**STORED DATA:**
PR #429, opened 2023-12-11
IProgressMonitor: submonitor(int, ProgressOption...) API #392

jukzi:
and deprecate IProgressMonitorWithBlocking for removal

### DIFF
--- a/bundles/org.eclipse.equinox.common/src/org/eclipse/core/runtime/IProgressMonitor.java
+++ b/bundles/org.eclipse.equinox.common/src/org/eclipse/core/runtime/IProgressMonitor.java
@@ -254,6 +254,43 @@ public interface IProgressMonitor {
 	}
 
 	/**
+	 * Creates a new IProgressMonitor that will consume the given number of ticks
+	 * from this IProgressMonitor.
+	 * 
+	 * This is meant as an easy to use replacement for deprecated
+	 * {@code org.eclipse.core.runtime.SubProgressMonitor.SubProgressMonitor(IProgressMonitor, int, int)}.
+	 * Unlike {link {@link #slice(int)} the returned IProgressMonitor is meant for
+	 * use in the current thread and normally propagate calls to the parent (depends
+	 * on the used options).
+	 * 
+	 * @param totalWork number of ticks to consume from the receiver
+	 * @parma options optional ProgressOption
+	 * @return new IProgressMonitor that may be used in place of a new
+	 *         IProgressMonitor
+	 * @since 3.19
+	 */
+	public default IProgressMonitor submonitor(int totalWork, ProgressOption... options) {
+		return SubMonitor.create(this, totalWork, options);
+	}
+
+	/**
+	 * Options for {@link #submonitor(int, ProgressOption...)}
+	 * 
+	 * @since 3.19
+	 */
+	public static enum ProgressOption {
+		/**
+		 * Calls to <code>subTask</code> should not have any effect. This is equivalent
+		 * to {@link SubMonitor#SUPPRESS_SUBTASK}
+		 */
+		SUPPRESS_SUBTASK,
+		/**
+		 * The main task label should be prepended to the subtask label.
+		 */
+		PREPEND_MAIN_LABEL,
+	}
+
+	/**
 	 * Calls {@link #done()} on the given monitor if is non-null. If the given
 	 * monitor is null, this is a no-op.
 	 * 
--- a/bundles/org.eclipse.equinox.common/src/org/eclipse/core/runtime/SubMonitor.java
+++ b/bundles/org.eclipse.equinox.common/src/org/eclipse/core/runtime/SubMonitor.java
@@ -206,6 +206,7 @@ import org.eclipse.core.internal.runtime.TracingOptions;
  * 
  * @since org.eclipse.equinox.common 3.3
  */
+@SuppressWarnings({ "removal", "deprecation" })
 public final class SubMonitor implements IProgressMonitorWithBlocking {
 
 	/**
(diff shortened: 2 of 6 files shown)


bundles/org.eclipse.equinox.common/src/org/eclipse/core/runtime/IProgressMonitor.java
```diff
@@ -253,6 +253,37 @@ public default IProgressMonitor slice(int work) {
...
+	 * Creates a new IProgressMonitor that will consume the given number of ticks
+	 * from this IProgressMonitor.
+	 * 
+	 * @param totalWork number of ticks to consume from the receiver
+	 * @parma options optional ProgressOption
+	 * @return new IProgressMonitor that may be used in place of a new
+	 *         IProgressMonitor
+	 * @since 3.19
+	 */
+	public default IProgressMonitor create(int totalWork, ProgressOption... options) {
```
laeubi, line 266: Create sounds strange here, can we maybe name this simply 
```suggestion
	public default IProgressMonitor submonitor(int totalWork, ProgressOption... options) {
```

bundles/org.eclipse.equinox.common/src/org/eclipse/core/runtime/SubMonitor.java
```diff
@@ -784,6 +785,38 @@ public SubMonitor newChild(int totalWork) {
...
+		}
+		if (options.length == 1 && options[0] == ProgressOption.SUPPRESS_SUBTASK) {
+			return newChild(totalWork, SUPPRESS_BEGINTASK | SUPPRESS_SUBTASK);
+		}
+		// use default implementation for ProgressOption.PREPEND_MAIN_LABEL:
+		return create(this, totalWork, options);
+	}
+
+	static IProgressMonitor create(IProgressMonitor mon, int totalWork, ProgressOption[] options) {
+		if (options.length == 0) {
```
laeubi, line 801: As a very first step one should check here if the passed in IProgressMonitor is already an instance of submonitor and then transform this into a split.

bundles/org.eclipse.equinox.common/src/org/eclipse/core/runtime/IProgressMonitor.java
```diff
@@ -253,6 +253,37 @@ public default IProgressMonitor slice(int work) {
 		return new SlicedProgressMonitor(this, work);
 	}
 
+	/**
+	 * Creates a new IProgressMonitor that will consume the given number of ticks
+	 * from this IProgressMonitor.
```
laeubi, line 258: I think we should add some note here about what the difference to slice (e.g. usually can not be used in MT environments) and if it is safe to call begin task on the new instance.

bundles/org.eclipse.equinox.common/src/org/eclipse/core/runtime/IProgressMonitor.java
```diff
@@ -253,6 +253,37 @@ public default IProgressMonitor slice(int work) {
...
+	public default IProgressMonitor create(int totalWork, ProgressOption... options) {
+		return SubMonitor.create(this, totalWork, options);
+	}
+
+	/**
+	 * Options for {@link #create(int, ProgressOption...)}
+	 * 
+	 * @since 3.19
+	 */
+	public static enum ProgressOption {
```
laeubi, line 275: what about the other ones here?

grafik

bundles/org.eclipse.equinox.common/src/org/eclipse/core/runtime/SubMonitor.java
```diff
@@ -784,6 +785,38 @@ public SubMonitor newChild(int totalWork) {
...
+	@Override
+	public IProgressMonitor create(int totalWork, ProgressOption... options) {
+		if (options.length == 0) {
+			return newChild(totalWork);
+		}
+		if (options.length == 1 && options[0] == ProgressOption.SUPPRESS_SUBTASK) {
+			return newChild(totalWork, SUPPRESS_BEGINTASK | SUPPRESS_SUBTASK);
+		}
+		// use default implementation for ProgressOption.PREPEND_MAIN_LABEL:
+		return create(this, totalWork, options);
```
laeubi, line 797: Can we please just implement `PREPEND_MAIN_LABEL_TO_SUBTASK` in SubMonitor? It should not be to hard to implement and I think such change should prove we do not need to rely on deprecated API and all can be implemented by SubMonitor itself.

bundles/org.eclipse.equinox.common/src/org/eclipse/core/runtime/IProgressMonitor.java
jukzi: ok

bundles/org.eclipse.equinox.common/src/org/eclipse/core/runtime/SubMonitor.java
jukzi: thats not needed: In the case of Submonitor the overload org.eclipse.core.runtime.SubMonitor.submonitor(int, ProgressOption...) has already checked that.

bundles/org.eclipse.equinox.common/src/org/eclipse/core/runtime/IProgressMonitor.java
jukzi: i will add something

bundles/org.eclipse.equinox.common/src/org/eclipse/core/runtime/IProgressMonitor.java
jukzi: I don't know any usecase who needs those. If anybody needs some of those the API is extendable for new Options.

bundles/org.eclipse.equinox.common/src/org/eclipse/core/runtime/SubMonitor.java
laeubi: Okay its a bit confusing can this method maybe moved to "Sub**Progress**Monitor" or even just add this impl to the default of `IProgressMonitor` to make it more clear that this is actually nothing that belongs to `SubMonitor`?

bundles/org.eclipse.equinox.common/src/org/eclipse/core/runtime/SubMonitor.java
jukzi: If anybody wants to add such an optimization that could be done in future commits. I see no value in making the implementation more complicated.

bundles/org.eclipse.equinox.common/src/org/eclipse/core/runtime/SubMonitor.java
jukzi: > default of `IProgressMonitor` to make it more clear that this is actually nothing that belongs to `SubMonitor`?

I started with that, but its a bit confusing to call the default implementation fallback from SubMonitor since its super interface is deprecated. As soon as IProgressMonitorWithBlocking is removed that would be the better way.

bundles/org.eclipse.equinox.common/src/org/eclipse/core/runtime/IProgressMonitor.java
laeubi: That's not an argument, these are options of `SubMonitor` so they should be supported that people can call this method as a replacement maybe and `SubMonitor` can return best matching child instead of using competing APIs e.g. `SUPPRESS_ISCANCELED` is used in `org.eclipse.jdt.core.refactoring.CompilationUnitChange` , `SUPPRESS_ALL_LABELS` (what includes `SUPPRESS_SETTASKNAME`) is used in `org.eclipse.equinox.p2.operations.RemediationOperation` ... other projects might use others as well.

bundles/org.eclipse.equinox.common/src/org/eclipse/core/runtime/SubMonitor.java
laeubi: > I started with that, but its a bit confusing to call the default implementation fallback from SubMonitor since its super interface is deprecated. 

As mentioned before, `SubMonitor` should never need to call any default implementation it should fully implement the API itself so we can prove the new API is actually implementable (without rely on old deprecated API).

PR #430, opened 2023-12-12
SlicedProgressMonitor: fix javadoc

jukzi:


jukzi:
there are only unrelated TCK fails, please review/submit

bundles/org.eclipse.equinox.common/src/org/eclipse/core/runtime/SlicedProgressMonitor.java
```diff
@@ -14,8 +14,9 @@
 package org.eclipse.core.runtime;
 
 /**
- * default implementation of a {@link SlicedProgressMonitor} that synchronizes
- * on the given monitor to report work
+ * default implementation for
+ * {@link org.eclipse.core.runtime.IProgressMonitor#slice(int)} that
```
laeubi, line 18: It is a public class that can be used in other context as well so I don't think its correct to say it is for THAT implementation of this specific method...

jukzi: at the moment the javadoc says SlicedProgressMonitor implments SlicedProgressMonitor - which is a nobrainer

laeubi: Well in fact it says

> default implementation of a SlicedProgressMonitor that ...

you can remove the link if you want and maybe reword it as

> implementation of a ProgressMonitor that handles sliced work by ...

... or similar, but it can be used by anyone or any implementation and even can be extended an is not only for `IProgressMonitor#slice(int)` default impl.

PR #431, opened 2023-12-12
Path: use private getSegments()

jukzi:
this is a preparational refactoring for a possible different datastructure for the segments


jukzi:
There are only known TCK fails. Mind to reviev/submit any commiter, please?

**EXERCISE PROMPT:** Give the number of lines in the entries above that contain the string "about", and nothing more.

**THE COMPLETED TASK:** 2